▸ WORK INSTRUCTION
Identify all lines of the data containing the string "remote" and copy them.

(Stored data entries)
::::::
PR #258, opened 2023-01-06
Allow passing remote path to `main.py --config <path>`

vladsavelyev:
Just handy for debugging.

Normally you would pass your config file via the analysis runner CLI, e.g.:

```sh
analysis-runner --dataset seqr --access-level test --description "Test" --output-dir output \
--image australia-southeast1-docker.pkg.dev/cpg-common/images/cpg_workflows:latest \
--config ~/tmp/myconfig.toml \
main.py seqr_loader
```

However, you might want to quicker iterate on debugging issues when running the main workflow code, and run `main.py seqr_loader` directly. In this case, it's handy to dig out the final merged config remote path as it's generated by the analysis runner by checking out job's `CPG_CONFIG_PATH` env variable, e.g.:

Screen Shot 2023-01-06 at 14 31 53

And then pass it directly to `main.py` as follows:

```sh
python main.py seqr_loader --config gs://cpg-seqr-test-tmp/batch-tmp/config/4c1c812c-1907-43b5-9491-eb41b802d723.toml
```

### DIFF
--- a/main.py
+++ b/main.py
@@ -38,7 +38,6 @@ WORKFLOWS: dict[str, list[StageDecorator]] = {
     '--config',
     'config_paths',
     multiple=True,
-    type=click.Path(exists=True),
     help='Add configuration files to the files specified $CPG_CONFIG_PATH.'
     'Configs are merged left to right, meaning the rightmost file has the'
     'highest priority.',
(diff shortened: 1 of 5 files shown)


main.py
```diff
@@ -38,7 +38,6 @@
     '--config',
     'config_paths',
     multiple=True,
-    type=click.Path(exists=True),
```
MattWellie, line 41: Is this being removed because the click.exists doesn't support cloud paths?

MattWellie (approved):

main.py
vladsavelyev: Yep, exactly!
::::::
▸ RESPONSE FOR THIS EXERCISE
Allow passing remote path to `main.py --config <path>`
However, you might want to quicker iterate on debugging issues when running the main workflow code, and run `main.py seqr_loader` directly. In this case, it's handy to dig out the final merged config remote path as it's generated by the analysis runner by checking out job's `CPG_CONFIG_PATH` env variable, e.g.:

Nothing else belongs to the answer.